Assignment:
Could you count the lines in the entries beneath that hold the word "sstone"? Respond with the number alone.
__________
PR #876, opened 2026-09-16
Remove the status cache in `ElectrumWatcher`

pm47:
The watcher only fetched the history of a script hash when its status changed. When a watch was added on a script hash we were already subscribed to, transactions already in the history were never evaluated against the new watch, and the server never notifies us again since the status doesn't change.

The status cache is removed entirely: this was its only use, and it saved a few requests at most.


modules/core/src/commonMain/kotlin/fr/acinq/lightning/blockchain/electrum/ElectrumWatcher.kt
```diff
@@ -153,19 +158,25 @@ class ElectrumWatcher(val client: IElectrumClient, val scope: CoroutineScope, lo
             )
             if (state.isConnected) {
                 val response = client.startScriptHashSubscription(scriptHash)
-                processScripHashSubscriptionResponse(response)
+                // We may already be subscribed to this script hash, (e.g. we watched a funding output for confirmation, and now watch
```
sstone: There is no guard around `getScriptHashHistory()` and we will subscribe again to script hasheds we're already subscribed to, I propose the following changes:
```diff
diff --git a/modules/core/src/commonMain/kotlin/fr/acinq/lightning/blockchain/electrum/ElectrumWatcher.kt b/modules/core/src/commonMain/kotlin/fr/acinq/lightning/blockchain/electrum/ElectrumWatcher.kt
index ff2024b2..6ba1495d 100644
--- a/modules/core/src/commonMain/kotlin/fr/acinq/lightning/blockchain/electrum/ElectrumWatcher.kt
+++ b/modules/core/src/commonMain/kotlin/fr/acinq/lightning/blockchain/electrum/ElectrumWatcher.kt
@@ -153,17 +153,21 @@ class ElectrumWatcher(val client: IElectrumClient, val scope: CoroutineScope, lo
                     scriptHash
                 }
             }
+            // Subscriptions are per-connection: we reset them whenever we (re)connect, so this tells us whether the server is
+            // already sending us notifications for that script hash.
+            val alreadySubscribed = state.scriptHashSubscriptions.contains(scriptHash)
             state = state.copy(
                 watches = state.watches + watch, scriptHashSubscriptions = state.scriptHashSubscriptions + scriptHash
             )
             if (state.isConnected) {
-                val response = client.startScriptHashSubscription(scriptHash)
-                // We may already be subscribed to this script hash, (e.g. we watched a funding output for confirmation, and now watch
-                // it for spending): we must check the existing history.
-                if (response.status != null) {
-                    val history = client.getScriptHashHistory(scriptHash)
-                    processScripHashHistory(history, listOf(watch))
-                    state = state.copy(idleSince = currentTimestampMillis())
+                runCatching {
+                    // We may already be subscribed to this script hash, (e.g. we watched a funding output for confirmation, and now watch
+                    // it for spending): we must check the existing history, but we don't subscribe again
+                    if (alreadySubscribed || client.startScriptHashSubscription(scriptHash).status != null) {
+                        val history = client.getScriptHashHistory(scriptHash)
+                        processScripHashHistory(history, listOf(watch))
+                        state = state.copy(idleSince = currentTimestampMillis())
+                    }
                 }
             }
         }

```

pm47: Applied (slightly modified) in [9f07fa5](https://github.com/ACINQ/lightning-kmp/pull/876/commits/9f07fa59fe21ee9a4130e039bbd59d253d3c3a95).

sstone: `alreadySubscribed` must be computed before `state = state.copy(
                 watches = state.watches + watch, scriptHashSubscriptions = state.scriptHashSubscriptions + scriptHash)` as in the patch above,  with 9f07fa5 it's always true that's why `ElectrumWatcherIntegrationTest` fails

pm47: Embarrassing... Fixed in 9f07fa59.

sstone (approved):

Issue #784, opened 2019-07-01
Pending coinbase transactions include non-zero fees 


afenrir:
Pending coinbase transactions retrieved using the `pending-transactions` API method have a non-zero fee:

```
 {
    transactionid: '8153434e365d2d7c80b4906a044c86464d2152a23338bcf8bebd77c17ebd4885',
    status: 'TransactionACK',
    inputs: null,
    outputs: null,
    ecoutputs: null,
    fees: 16500
  }
```

The expected behaviour is for the fee to be 0 or null.

carryforward:
This is odd.  Is this causing a problem.  Would @ThomasMeier like to take a look at this?

carryforward:
I'm wondering if the best course of action is to just not return the coinbase as a pending transaction.  I don't know if the timestamp is set when it is a pending transaction, so a transaction ID would be speculative.

WhoSoup:
> I'm wondering if the best course of action is to just not return the coinbase as a pending transaction.

At the moment, the factom-cli doesn't actually show the coinbase when you type `factom-cli get pendingtransactions` (it only shows transactions that have Inputs), but in all other respects, the coinbase transaction is a transaction and should be shown IMO.

Small PR to just not calculate fees for the coinbase transaction: https://github.com/FactomProject/factomd/pull/898

stackdump:
Confirmed this made it to master branch https://github.com/FactomProject/factomd/blob/178ef7174467dd0b4158091a34a7b61cda88a2e2/state/state.go#L1793

PR #898, opened 2019-10-16
Don't display fees for the pending coinbase transaction

WhoSoup:
closes: #784 

A small fix to just not calculate the fees for the coinbase transaction.

### DIFF
--- a/state/state.go
+++ b/state/state.go
@@ -1720,7 +1720,7 @@ func (s *State) GetPendingTransactions(params interface{}) []interfaces.IPending
 			if pl.DBHeight > currentHeightComplete {
 				cb := pl.State.FactoidState.GetCurrentBlock()
 				ct := cb.GetTransactions()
__________
Task response:
3